Records to use below:

Issue #450, opened 2023-08-18
Query accepting properties with @transform


era:
Trustfall currently doesn't support using `@transform` on properties, but we don't have a validation in-place to avoid users doing such query. For example using the [Trustfall Playground](https://play.predr.ag/hackernews#?f=2&q=*3-Latest-stories-on-HackerNews-that-have-a-minimum-score-and-karma*lquery---0Latest*9max*B-100*0---2title-*o*l--_2byUsername-*o*l--_2submittedUrl-*o*l--_2score-*o-*f*9*p-***G*e***L-*v-*c***4minScore***j*0*l--_2storyUrl*B-url-*o-*F-*T*9*p-**count***0*l*l--_2byUser---4karma-*o-*f*9*p-***G*e***L-*v-*c***4minKarma***j*0*l--_2--*0*J*l*J&v=--0**minScore***B-5*L*l--_0**minKarma***B-300*l*J) is possible to run:

```
# Latest stories on HackerNews that have a minimum score and karma
query {
  Latest(max: 100) {
    title @output
    byUsername @output
    submittedUrl @output
    score @output @filter(op: ">=", value: ["$minScore"])
    storyUrl: url @output @fold @transform(op: "count")

    byUser {
      karma @output @filter(op: ">=", value: ["$minKarma"])
    }
  }
}
```

Which returns:

```
[
  {
    "byUsername": "thunderbong",
    "karma": 54591,
    "score": 26,
    "storyUrl": "https://news.ycombinator.com/item?id=37175721",
    "submittedUrl": "https://fortomorrow.org/explore-solutions/sargablock",
    "title": "Sargablock: Bricks from Seaweed"
  }
]
```
Note that `@fold` is also not allowed on a property. So the following example should not be allowed as well:

```
# Latest stories on HackerNews that have a minimum score and karma
query {
  Latest(max: 100) {
    title @output
    byUsername @output
    submittedUrl @output
    score @output @filter(op: ">=", value: ["$minScore"])
    storyUrl: url @output @fold

    byUser {
      karma @output @filter(op: ">=", value: ["$minKarma"])
    }
  }
}
```

obi1kenobi:
Ah, whoops! Nice catch.

PR #457, opened 2023-08-21
Does not allow properties to use fold

era:
Fix https://github.com/obi1kenobi/trustfall/issues/450

Validates on the frontend if the query is doing `@fold` on a property.

### DIFF
--- a/trustfall_core/src/frontend/error.rs
+++ b/trustfall_core/src/frontend/error.rs
@@ -109,6 +109,12 @@ pub enum FrontendError {
     #[error("The query failed to validate against the schema: {0}")]
     ValidationError(#[from] ValidationError),
 
+    #[error(
+        "The field \"{0}\" is a property but the query uses @fold.\
+     Only edges can be used with @fold."
+    )]
+    FoldOnProperty(String),
+
     #[error("Unexpected error: {0}")]
     OtherError(String),
 }
--- a/trustfall_core/src/frontend/mod.rs
+++ b/trustfall_core/src/frontend/mod.rs
@@ -1009,7 +1009,6 @@ where
             subfield_post_coercion_type,
             subfield_raw_type,
         ) = get_field_name_and_type_from_schema(defined_fields, subfield);
-
         if schema.vertex_types.contains_key(subfield_post_coercion_type.as_ref()) {
             // Processing an edge.
 
@@ -1103,6 +1102,11 @@ where
             || subfield_name.as_ref() == TYPENAME_META_FIELD
         {
             // Processing a property.
+
+            // @fold is not allowed on a property
+            if let Some(fold_group) = &connection.fold {
+                errors.push(FrontendError::FoldOnProperty(subfield.name.to_string()));
+            }
 
             let subfield_name: Arc<str> = subfield_name.as_ref().to_owned().into();
             let key = (current_vid, subfield_name.clone());
--- a/trustfall_core/test_data/tests/frontend_errors/transform_used_on_property.frontend-error.ron
+++ b/trustfall_core/test_data/tests/frontend_errors/transform_used_on_property.frontend-error.ron
@@ -1,0 +1,1 @@
+Err(FoldOnProperty("vowelsInName"))
--- a/trustfall_core/test_data/tests/frontend_errors/fold_used_on_property.frontend-error.ron
+++ b/trustfall_core/test_data/tests/frontend_errors/fold_used_on_property.frontend-error.ron
@@ -1,0 +1,1 @@
+Err(FoldOnProperty("vowelsInName"))
--- a/trustfall_core/test_data/tests/frontend_errors/fold_used_on_property.graphql-parsed.ron
+++ b/trustfall_core/test_data/tests/frontend_errors/fold_used_on_property.graphql-parsed.ron
@@ -1,0 +1,53 @@
+Ok(TestParsedGraphQLQuery(
+  schema_name: "numbers",
+  query: Query(
+    root_connection: FieldConnection(
+      position: Pos(
+        line: 3,
+        column: 5,
+      ),
+      name: "Two",
+    ),
+    root_field: FieldNode(
+      position: Pos(
+        line: 3,
+        column: 5,
+      ),
+      name: "Two",
+      connections: [
+        (FieldConnection(
+          position: Pos(
+            line: 4,
+            column: 9,
+          ),
+          name: "value",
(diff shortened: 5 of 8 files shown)


trustfall_core/test_data/tests/frontend_errors/transform_used_on_property.frontend-error.ron
```diff
@@ -0,0 +1 @@
+Err(FoldOnProperty("vowelsInName"))
```
era, line 1: Using `@transform` without `@fold` is caught at another place in the code. And because we are not allowing `@fold` on the property, the whole usage of `@transform` is blocked for properties.

trustfall_core/src/frontend/error.rs
```diff
@@ -109,6 +109,12 @@ pub enum FrontendError {
     #[error("The query failed to validate against the schema: {0}")]
     ValidationError(#[from] ValidationError),
 
+    #[error(
+        "The field \"{0}\" is a property but the query uses @fold.\
+     Only edges can be used with @fold."
+    )]
+    FoldOnProperty(String),
+
```
obi1kenobi, line 117: A few questions here. I genuinely don't know the answer to these off the top of my head, but we probably want to consider them so as to make consistent and intuitive choices:
- What error does the frontend raise for other edge-only directives (`@optional` / `@recurse`) is used on a property? (Not sure if we already have test cases for these, but we should add them if we don't!)
- Would it make sense to use a more general variant for all such directives that are invalid on properties, like a `UnsupportedDirectiveOnProperty`? (Name subject to workshopping, open to ideas.)

Also, a couple of nits:
- We are not guaranteeing enum variant order, so let's try to group this variant near other variants for related errors instead.
- The error message is a bit unclear: for example, it only says that `@fold` was used by never says the actual problem — that it was used by applying it _to a property_. The existing error messages here are also not good, but good diagnostics are super important so we should try to start raising the quality bar if at all possible.

trustfall_core/test_data/tests/frontend_errors/transform_used_on_property.frontend-error.ron
obi1kenobi: Would you mind renaming this test case to `fold_and_transform_used_on_property` to avoid confusion?

In principle, `@transform` by itself on properties should be valid, and I'd like to support it in the future. We just currently don't have any implemented property transformations, so `@transform` by itself on properties is therefore also invalid because it's useless.

Here renaming the test case is "leaving room" for `@transform` on properties to have a test case take this name which is more appropriate for it.

obi1kenobi (commented):
Nice work! Uncovered a bit of a design question in the process, which I'm sure should be possible to overcome without too much trouble.

trustfall_core/src/frontend/error.rs
era: > What error does the frontend raise for other edge-only directives (`@optional` / `@recurse`) is used on a property? (Not sure if we already have test cases for these, but we should add them if we don't!)

Unless the playground is outdated and validations were added after, those do not raise any errors. So it feels like this change should include those directives as well and use naming like you proposed (`UnsupportedDirectiveOnProperty`)

> We are not guaranteeing enum variant order, so let's try to group this variant near other variants for related errors instead.
> The error message is a bit unclear: for example, it only says that `@fold` was used by never says the actual problem — that it was used by applying it to a property. The existing error messages here are also not good, but good diagnostics are super important so we should try to start raising the quality bar if at all possible.

I will send out a version with a little better wording, but I will sleep on it to see if I can improve it.

obi1kenobi: I don't think any validations have been added in a while. Oops! Great catch, thanks for finding this!

trustfall_core/src/frontend/mod.rs
```diff
@@ -1104,6 +1103,14 @@ where
         {
             // Processing a property.
 
+            // @fold is not allowed on a property
+            if let Some(fold_group) = &connection.fold {
```
era, line 1107: todo: add other directives

trustfall_core/src/frontend/error.rs
```diff
@@ -31,6 +31,11 @@ pub enum FrontendError {
     )]
     TagUsedOutsideItsFoldedSubquery(String, String),
 
+    #[error(
+        "It's not allowed to apply \"{0}\" to a property, but it was applied to \"{1}\" property ."
+    )]
+    UnsupportedDirectiveOnProperty(String, String),
```
obi1kenobi, line 37: As another option for placing the variant, consider having it next to `UnsupportedEdgeOutput`. That variant is about an unsupported directive on an edge, which nicely parallels this variant's complaint about an unsupported directive on a property.

trustfall_core/src/frontend/mod.rs
```diff
@@ -1104,6 +1103,30 @@ where
         {
             // Processing a property.
 
+            // @fold is not allowed on a property
+            if connection.fold.is_some() {
```
era, line 1107: There is some code duplication around here, but at least the signatures I thought about would keep things highly coupled with the context of this method. So I kept the code duplication because I thought it was the cleaner version of the code. Let me know if you have ideas for making this better.

obi1kenobi: This is totally fine. Not all duplication is bad, and in this case the duplicated code is fairly short and very clear. Anything less duplicated would be way more convoluted and less readable.

trustfall_core/src/frontend/error.rs
```diff
@@ -52,6 +52,9 @@ pub enum FrontendError {
     #[error("Incompatible types encountered in @filter: {0}")]
     FilterTypeError(#[from] FilterTypeError),
 
+    #[error("Found {0} applied to \"{1}\" property, this directive can only be applied to edges.")]
```
obi1kenobi, line 55: Minor stylistic suggestion:
```suggestion
    #[error("Found {0} applied to \"{1}\" property, which is not supported since that directive can only be applied to edges.")]
```

obi1kenobi (commented):
This looks great, I'd be happy to merge as soon as the fix for that one test case is in 🎉

obi1kenobi:
Also remember to update the PR title and description to include the other directives being handled!

obi1kenobi:
Ah the failing lints are because we got a new Rust stable today. I'll push a fix real quick, sorry about that.

obi1kenobi (approved):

End of Records to use.

### About this exercise
Lines containing the word "directives" must be found in the data above and copied.

### Answer space
- What error does the frontend raise for other edge-only directives (`@optional` / `@recurse`) is used on a property? (Not sure if we already have test cases for these, but we should add them if we don't!)
- Would it make sense to use a more general variant for all such directives that are invalid on properties, like a `UnsupportedDirectiveOnProperty`? (Name subject to workshopping, open to ideas.)
era: > What error does the frontend raise for other edge-only directives (`@optional` / `@recurse`) is used on a property? (Not sure if we already have test cases for these, but we should add them if we don't!)
Unless the playground is outdated and validations were added after, those do not raise any errors. So it feels like this change should include those directives as well and use naming like you proposed (`UnsupportedDirectiveOnProperty`)
era, line 1107: todo: add other directives
Also remember to update the PR title and description to include the other directives being handled!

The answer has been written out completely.